PR #2483, opened 2022-11-12
`findroute*`: relax ignored channels validation for local channels

rorp:
The current implementation of the API validation fails to correctly validate temporarily disabled or offline local channels, because they are not present in the network graph.

This PR allows to exclude any open local channel from route finding.

### DIFF
--- a/eclair-core/src/main/scala/fr/acinq/eclair/Eclair.scala
+++ b/eclair-core/src/main/scala/fr/acinq/eclair/Eclair.scala
@@ -556,11 +556,11 @@ class EclairImpl(appKit: Kit) extends Eclair with Logging {
     } else {
       for {
         (localChannelDescs, nonLocalChannelIds) <- getLocalChannelDescs
-        channelsMap <- (appKit.router ? GetChannelsMap).mapTo[SortedMap[ShortChannelId, PublicChannel]]
+        routerData <- (appKit.router ? GetRouterData).mapTo[Router.Data]
       } yield {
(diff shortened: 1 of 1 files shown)


eclair-core/src/main/scala/fr/acinq/eclair/Eclair.scala
```diff
@@ -531,17 +531,36 @@ class EclairImpl(appKit: Kit) extends Eclair with Logging {
...
+        }
+      }
+    }
+
     if (shortChannelIds.isEmpty) {
       Future.successful(Set.empty)
     } else {
       for {
+        (localChannelDescs, nonLocalChannelIds) <- getLocalChannelDescs
         channelsMap <- (appKit.router ? GetChannelsMap).mapTo[SortedMap[ShortChannelId, PublicChannel]]
```
t-bast, line 559: I believe a much simpler fix would be to do `(appKit.router ? GetRouterData)` and then use `d.resolve` which will look at both private and public channels and correctly handle scid aliases. This would require only a few lines of code and should be more future-proof.

t-bast: I don't understand what you did in https://github.com/ACINQ/eclair/pull/2483/commits/92c416986e08aa59f0b49e9474527cb6cabc547f

Once you cal `GetRouterData`, you don't need `getLocalChannelDescs` at all anymore, you have all the data necessary and can remove most of your added code?

t-bast:
Superseded by #2523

What you have to do
Return the listing in full, exactly.

Response to this task
PR #2483, opened 2022-11-12
`findroute*`: relax ignored channels validation for local channels

rorp:
The current implementation of the API validation fails to correctly validate temporarily disabled or offline local channels, because they are not present in the network graph.

This PR allows to exclude any open local channel from route finding.

### DIFF
--- a/eclair-core/src/main/scala/fr/acinq/eclair/Eclair.scala
+++ b/eclair-core/src/main/scala/fr/acinq/eclair/Eclair.scala
@@ -556,11 +556,11 @@ class EclairImpl(appKit: Kit) extends Eclair with Logging {
     } else {
       for {
         (localChannelDescs, nonLocalChannelIds) <- getLocalChannelDescs
-        channelsMap <- (appKit.router ? GetChannelsMap).mapTo[SortedMap[ShortChannelId, PublicChannel]]
+        routerData <- (appKit.router ? GetRouterData).mapTo[Router.Data]
       } yield {
(diff shortened: 1 of 1 files shown)


eclair-core/src/main/scala/fr/acinq/eclair/Eclair.scala
```diff
@@ -531,17 +531,36 @@ class EclairImpl(appKit: Kit) extends Eclair with Logging {
...
+        }
+      }
+    }
+
     if (shortChannelIds.isEmpty) {
       Future.successful(Set.empty)
     } else {
       for {
+        (localChannelDescs, nonLocalChannelIds) <- getLocalChannelDescs
         channelsMap <- (appKit.router ? GetChannelsMap).mapTo[SortedMap[ShortChannelId, PublicChannel]]
```
t-bast, line 559: I believe a much simpler fix would be to do `(appKit.router ? GetRouterData)` and then use `d.resolve` which will look at both private and public channels and correctly handle scid aliases. This would require only a few lines of code and should be more future-proof.

t-bast: I don't understand what you did in https://github.com/ACINQ/eclair/pull/2483/commits/92c416986e08aa59f0b49e9474527cb6cabc547f

Once you cal `GetRouterData`, you don't need `getLocalChannelDescs` at all anymore, you have all the data necessary and can remove most of your added code?

t-bast:
Superseded by #2523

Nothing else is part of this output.